Green Patents in an Oligopolistic Market with Green Consumers

Corinne Langinier1, Amrita RayChaudhuri2

1University of Alberta, Canada; 2University of Winnipeg, Canada

Discussant: Laura Schwab (University of Basel)

We develop a theoretical framework to investigate the impact of patent policies and emission taxes on green innovation that reduces the emission-output ratio and on the emission level. We allow for strategic interactions of firms in a duopolistic market in the presence of green-conscious consumers. A key finding is that the greater the proportion of green-conscious consumers, the less likely firms are to license green innovation, which results in higher emissions levels. Therefore, policymakers may consider implementing technology standards to force licensing. Increasing the emission tax beyond a certain threshold induces licensing in equilibrium for sufficiently large proportions of green-conscious consumers, thereby causing emissions to fall discretely. Finally, we find that there exists a second threshold level of the tax beyond which increasing the emission tax leads to increasing the emission level. This paradox can be mitigated by decreasing patenting costs and/or making the patentability requirement stricter.

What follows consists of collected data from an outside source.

PR #765, opened 2023-06-22
improve(Relayer): Step towards intelligent UBA refund chain selection

pxrl:
This change initially proposed to implement preferential refund chain
selection based on: 
 - Destination chain ID
 - HubPool chain ID
 - Profitable chain IDs (if any).

As-is, the change now retains the pre-existing repayment chain selection
based solely on input from the Inventory Client (or just the destination
chain, if inventory management is not configured). The ProfitClient can 
now compute the profitability of an array of chain IDs, and will return
their profitability (yes/no) as well as the net profitability to permit
sorting/preferential selection (note: >0% does not guarantee that the
fill would be considered profitable).

The subsequent work to preferentially select the best repayment chain
will be bundled into the InventoryClient update.

Closes ACX-977.


src/relayer/Relayer.ts
```diff
@@ -329,37 +327,85 @@ export class Relayer {
...
+      refundChains[chainA].netRelayerFeePct.gte(refundChains[chainB].netRelayerFeePct) ? 1 : -1
+    );
+
+    // When the refund chainId proposed by the inventory client is one of [destinationChainId, HubPoolChainId],
+    // prioritise taking refunds on the desinationChainId first. This helps to avoid the destination SpokePool running
+    // over-balance. If the preferredChainId is for a third chain, then accept that proposal as-is and preference the
+    // destinationChainId and HubPool chainId as the next best options, subject to profitability. If none of these
+    // refund chains are profitable, go mercenary and take the refund wherever it's most profitable. This may also
+    // produce no chainId, in which case the fill is truly unprofitable and may be ignored.
+    const preferredChainIds = [
```
nicholaspai, line 396: @mrice32 this is the strategy that I suggested to paul: prioritize `destinationChain` and then Ethereum, and then all chains, unless there's a preferred chain.

Is that in line with our offline discussions about the repayment chain choice strategy?

src/relayer/Relayer.ts
```diff
@@ -329,37 +327,85 @@ export class Relayer {
     }
   }
 
-  protected async resolveRepaymentChain(deposit: Deposit, fillAmount: BigNumber): Promise<number> {
+  protected async resolveRepaymentChain(
```
nicholaspai, line 330: As per our discussion offline, I could imagine adding a function in the future `resolveRepaymentChains(...deposit: DepositWithBlock[])` that takes in a list of all deposits it wants to fill and returns the refund chain for each one

src/relayer/Relayer.ts
```diff
@@ -329,37 +327,85 @@ export class Relayer {
...
+      refundChainIds
+        .map((chainId, idx) =>
+          profitClient.computeFillProfitability(deposit, fillAmount, refundFees[idx], hubPoolToken)
+        )
+        .map(({ profitable, netRelayerFeePct }, idx) => [refundChainIds[idx], { profitable, netRelayerFeePct }])
+    );
+
+    // Sort the residual chainIds according to their respective profitabilities.
+    const refundChainsByProfit = refundChainIds.sort((chainA, chainB) =>
+      refundChains[chainA].netRelayerFeePct.gte(refundChains[chainB].netRelayerFeePct) ? 1 : -1
```
mrice32, line 387: I don't think this is a valid comparitor function according to the requirements listed here https://developer.mozilla.org/en-US/docs/Web/JavaScript/Reference/Global_Objects/Array/sort.

If you swap the arguments, it should return 0 in both cases or the signs should flip.

Excerpt:
> More formally, the comparator is expected to have the following properties, in order to ensure proper sort behavior:
>
> Pure: The comparator does not mutate the objects being compared or any external state. (This is important because there's no guarantee when and how the comparator will be called, so any particular call should not produce visible effects to the outside.)
>
> Stable: The comparator returns the same result with the same pair of input.
Reflexive: compareFn(a, a) === 0.
>
> Anti-symmetric: compareFn(a, b) and compareFn(b, a) must both be 0 or have opposite signs.
>
> Transitive: If compareFn(a, b) and compareFn(b, c) are both positive, zero, or negative, then compareFn(a, c) has the same positivity as the previous two.

src/relayer/Relayer.ts
```diff
@@ -329,37 +327,85 @@ export class Relayer {
...
+
+    // When the refund chainId proposed by the inventory client is one of [destinationChainId, HubPoolChainId],
+    // prioritise taking refunds on the desinationChainId first. This helps to avoid the destination SpokePool running
+    // over-balance. If the preferredChainId is for a third chain, then accept that proposal as-is and preference the
+    // destinationChainId and HubPool chainId as the next best options, subject to profitability. If none of these
+    // refund chains are profitable, go mercenary and take the refund wherever it's most profitable. This may also
+    // produce no chainId, in which case the fill is truly unprofitable and may be ignored.
+    const preferredChainIds = [
+      ...new Set(
+        [destinationChainId, hubPoolClient.chainId].includes(preferredChainId)
```
mrice32, line 398: This sorting strategy is a bit confusing to me, tbh.

Why sort differently if the preferred chain is the destination or hub chain? Why not always put the destination chain first if it's profitable (assuming the goal is the over-balance issue mentioned in the comment)?

I don't understand why a 3rd chain being "preferred" changes the sorting logic so substantially...?

mrice32 (commented):
Two minor comments!

src/relayer/Relayer.ts
pxrl: This is a misunderstanding on my part because I hadn't spent enough time studying the InventoryClient.

I'd understood that it could request a refund on a third chain, and in this case wanted to give it the opportunity to propose that, with the expectation it'd only do so if we really had a need for funds on another chain. I've checked again and can see that it will only ever request on the destination chain or mainnet. Per the logic you've highlighted, we are actually unconditionally prioritising in the order of `[destinationChainId, hubPoolClient.chainId]` - which is what we want, but the call to InventoryClient is misleading its proposed refund chain is unconditionally overridden.

I've updated the code to make it more clear by hardcoding the priority to be `[destinationChainId, hubPoolClient.chainId]`. As I see it, it only makes sense to reintroduce the InventoryClient here after we update it with new logic.

src/relayer/Relayer.ts
pxrl: Oof - that's a good catch. Thanks for pointing that out! Has been corrected here: https://github.com/across-protocol/relayer-v2/pull/765/commits/3173bfd3e78d77a7849ac3d23560183d9bd85003

src/relayer/Relayer.ts
```diff
@@ -329,37 +327,81 @@ export class Relayer {
...
+    // Ensure that the refund token exists on the candidate chainId.
+    const refundChainIds = this.config.relayerDestinationChains.filter((chainId) =>
+      hubPoolClient.l2TokenEnabledForL1Token(hubPoolToken.address, chainId)
+    );
+
+    // Estimate the profitability of taking a refund on each candidate refundChainId.
+    const refundFees = await this.computeRefundFees(version, fillAmount, refundChainIds, hubPoolToken.symbol);
+    const refundChains = Object.fromEntries(
+      refundChainIds
+        .map((chainId, idx) => profitClient.getFillProfitability(deposit, fillAmount, refundFees[idx], hubPoolToken))
```
nicholaspai, line 379: Is this `.map` to check profitablity across all `chainId`'s expected to take a non negligible amount of time or is it instant?

If not instant, we might want to lazily get the profitability of each refund chain and pick the first one that is profitable. This way, our average run time stays low as in most cases, the first or second chain will be profitable

pxrl: It should be very fast to compute this for each chain. There are no blocking operations on the profitability determination; it uses pre-fetched token prices and assumes a fixed gas cost for the fill, so it's basically just BigNumber operations.

Computing the balancing fees (prerequisite) [is a blocking operation on the first time it's called](https://github.com/across-protocol/sdk-v2/blob/ca5b92540c621c2e63d589f886b3dfd46790de92/src/clients/UBAClient/UBAClientAbstract.ts#L102), but subsequent calls don't hit the blocking path. We should never incur that cost this late in the process, so I expect it will also be quite fast.

In the case of lazy evaluation, that's probably marginally useful if we are always going on the destination chain, but it would mean that we can't do any profit-based chain prioritisation.

In any case, it seems like we'll go for something a bit simpler now, so we can probably park some of this newer code, for eventual relegation to a specific type of refund strategy (i.e. arb/profit-maxi strategy).

src/relayer/Relayer.ts
```diff
@@ -329,38 +327,69 @@ export class Relayer {
...
+    const preferredChainId = await inventoryClient.determineRefundChainId(deposit);
+    if (!sdkUtils.isUBA(version)) {
+      const profitable = profitClient.isFillProfitable(deposit, fillAmount, toBN(0), hubPoolToken);
+      return profitable ? preferredChainId : undefined;
+    }
+
+    // Prefer the chainId suggested by the InventoryClient, but fall back to one of destinationChainId
+    // or hubPoolClient.chainId if the refunds on the preferred chainId is unprofitable.
+    const refundChainIds = [preferredChainId];
+    [destinationChainId, hubPoolClient.chainId].forEach((chainId) => {
```
pxrl, line 373: To be removed.

src/relayer/Relayer.ts
```diff
@@ -329,38 +327,69 @@ export class Relayer {
...
-      repaymentChainId = await this.clients.inventoryClient.determineRefundChainId(deposit);
-      if (!Object.keys(this.clients.spokePoolClients).includes(destinationChainId)) {
-        throw new Error("Fatal error! Repayment chain set to a chain that is not part of the defined sets of chains!");
+    const preferredChainId = await inventoryClient.determineRefundChainId(deposit);
+    if (!sdkUtils.isUBA(version)) {
+      const profitable = profitClient.isFillProfitable(deposit, fillAmount, toBN(0), hubPoolToken);
+      return profitable ? preferredChainId : undefined;
+    }
+
+    // Prefer the chainId suggested by the InventoryClient, but fall back to one of destinationChainId
```
nicholaspai, line 370: as discussed offline, I recommend removing this fallback logic and just simplifying heuristic to:
- get `preferredChainId` from `inventoryClient`
- If profitable continue
- else skip

nicholaspai (approved):
https://github.com/across-protocol/relayer-v2/pull/765/files#r1243815924

src/relayer/Relayer.ts
pxrl: Implemented here: https://github.com/across-protocol/relayer-v2/pull/765/commits/df2185fa57cb0d33fa6c8a6cace774fd3dac2f38

Had to follow up with a could of merge updates and lint fixes.

nicholaspai (approved):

Reducing Transportation Externalities through Nudging: Results from a GPS-Tracked Experiment

Laura Schwab1, Alexander Goetz2, Beat Hintermann1

1University of Basel, Switzerland; 2Swiss National Bank

Discussant: Maxence Gérard (INRAE)

This study presents a randomized controlled trial in Switzerland to investigate

the effect of a non-monetary intervention on transport choices. A GPS-based tracking

app records the movements of 777 participants for several months, and automatically

detects their travel modes. The treatment consists in sending “personal mobility

reports” to a randomly selected subgroup. These reports contain personalized descriptive

and prescriptive information about participants’ external costs of transport. This

treatment reduces the climate-related external costs by 5.7%, but has no effect on external

costs related to health and congestion. A heterogeneity analysis reveals varying

treatment effects among different socio-demographic subgroups. Reports with positive

feedback lead to further reductions in external costs, whereas negative feedback has

a boomerang effect in the sense that participants increase their external costs. Based

on participants’ travel response and their willingness to pay for future reports, we

compute average welfare gains of 2.25 Swiss francs per participant and report from a

targeted intervention.



Self-demand, self-forgiveness, and the design of optimal informational environmental policies with moral agents

Maxence Gérard

INRAE, France

Discussant: Stefanie Schmitt (University of Bamberg)

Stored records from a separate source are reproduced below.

PR #766, opened 2023-06-22
fix: Include logMessage to finalize messages that are contained in same L2 withdrawal txn

nicholaspai:
We fixed this for `proveMessage` but not `finalizeMessage`


james-a-morris (approved):
LGTM - good catch

pxrl (approved):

Tax aversion often hinders the implementation of Pigouvian policies. As an alternative, authorities use information campaigns to induce prosocial behaviors. In this paper, I analyze how they should be optimally designed. I develop a model where, in addition to material consumption, moral agents derive utility from their self-image, which is determined by the distance between their actual consumption and their perception of the ideal consumption of a dirty good. To regulate externalities, the regulator can implement a tax or an information campaign to modify agents' perception of the ideal behavior. Two types of agents emerge from the model: (i) those who are averse of being too far away from their ideal and value the first efforts to get closer are the self-forgiving, and (ii) those who are averse not behaving exactly as their ideal are the self-demanding. I show that a lower perceived ideal reduces consumption of the dirty good for self-forgiving agents while it increases it for strongly self-demanding agents through a discouragement effect. I then study optimal information campaigns, especially when taxes are inefficiently low. I find that their design crucially depends on the type of agent, the level of the tax, and whether the regulator pursues moral or material efficiency.